» **What is required**
Scan the data below for lines holding the word "files", and copy each line found.

━━━ Record extracts

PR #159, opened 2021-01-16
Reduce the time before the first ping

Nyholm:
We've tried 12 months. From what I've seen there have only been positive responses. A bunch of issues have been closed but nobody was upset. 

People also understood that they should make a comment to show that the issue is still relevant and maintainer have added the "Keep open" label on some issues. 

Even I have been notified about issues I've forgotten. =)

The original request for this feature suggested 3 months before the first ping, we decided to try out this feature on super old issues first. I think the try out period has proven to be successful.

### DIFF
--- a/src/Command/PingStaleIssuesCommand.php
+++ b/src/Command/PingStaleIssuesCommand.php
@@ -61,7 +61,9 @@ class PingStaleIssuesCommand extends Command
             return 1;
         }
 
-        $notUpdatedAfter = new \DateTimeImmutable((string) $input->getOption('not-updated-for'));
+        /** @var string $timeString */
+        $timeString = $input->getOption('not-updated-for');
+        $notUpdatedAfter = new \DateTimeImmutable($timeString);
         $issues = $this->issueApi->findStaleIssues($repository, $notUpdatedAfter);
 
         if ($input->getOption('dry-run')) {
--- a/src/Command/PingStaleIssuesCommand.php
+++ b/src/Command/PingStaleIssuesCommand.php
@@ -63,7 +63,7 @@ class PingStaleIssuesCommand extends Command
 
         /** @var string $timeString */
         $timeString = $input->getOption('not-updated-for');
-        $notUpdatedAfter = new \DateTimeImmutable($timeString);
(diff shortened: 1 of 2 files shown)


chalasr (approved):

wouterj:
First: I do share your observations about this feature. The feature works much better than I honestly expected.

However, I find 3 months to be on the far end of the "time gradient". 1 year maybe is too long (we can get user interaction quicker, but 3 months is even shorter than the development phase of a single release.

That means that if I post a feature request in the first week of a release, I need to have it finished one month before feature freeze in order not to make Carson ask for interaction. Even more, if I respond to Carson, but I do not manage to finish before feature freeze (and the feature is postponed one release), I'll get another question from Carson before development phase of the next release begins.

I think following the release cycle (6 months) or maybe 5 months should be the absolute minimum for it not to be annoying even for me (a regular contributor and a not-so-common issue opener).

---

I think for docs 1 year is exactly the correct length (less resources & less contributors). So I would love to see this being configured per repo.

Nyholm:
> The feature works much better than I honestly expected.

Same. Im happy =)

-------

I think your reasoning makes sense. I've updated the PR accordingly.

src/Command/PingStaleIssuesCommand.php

━━━━━━
━━━ Record extracts

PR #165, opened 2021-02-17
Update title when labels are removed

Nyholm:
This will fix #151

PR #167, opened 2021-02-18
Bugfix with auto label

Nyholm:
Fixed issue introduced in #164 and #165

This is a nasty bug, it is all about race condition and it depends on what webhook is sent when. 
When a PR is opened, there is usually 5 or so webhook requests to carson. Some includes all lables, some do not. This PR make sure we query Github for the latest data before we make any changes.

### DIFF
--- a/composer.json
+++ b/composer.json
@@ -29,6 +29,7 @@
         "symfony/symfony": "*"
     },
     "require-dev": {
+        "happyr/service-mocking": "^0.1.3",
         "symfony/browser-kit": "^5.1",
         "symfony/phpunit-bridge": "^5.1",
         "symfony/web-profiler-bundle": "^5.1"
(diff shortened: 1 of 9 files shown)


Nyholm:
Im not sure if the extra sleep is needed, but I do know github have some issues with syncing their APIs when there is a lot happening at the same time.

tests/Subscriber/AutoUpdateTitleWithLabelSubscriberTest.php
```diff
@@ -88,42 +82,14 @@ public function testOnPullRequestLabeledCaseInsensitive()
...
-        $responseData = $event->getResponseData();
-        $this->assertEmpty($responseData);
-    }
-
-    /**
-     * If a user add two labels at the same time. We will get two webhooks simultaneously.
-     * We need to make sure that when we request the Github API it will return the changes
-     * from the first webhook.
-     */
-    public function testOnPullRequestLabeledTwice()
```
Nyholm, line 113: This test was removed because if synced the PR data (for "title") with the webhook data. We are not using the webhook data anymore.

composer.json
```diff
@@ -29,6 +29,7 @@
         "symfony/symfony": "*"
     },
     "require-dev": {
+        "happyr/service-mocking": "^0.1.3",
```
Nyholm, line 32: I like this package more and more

━━━━━━

» **Exercise response**
(diff shortened: 1 of 2 files shown)
(diff shortened: 1 of 9 files shown)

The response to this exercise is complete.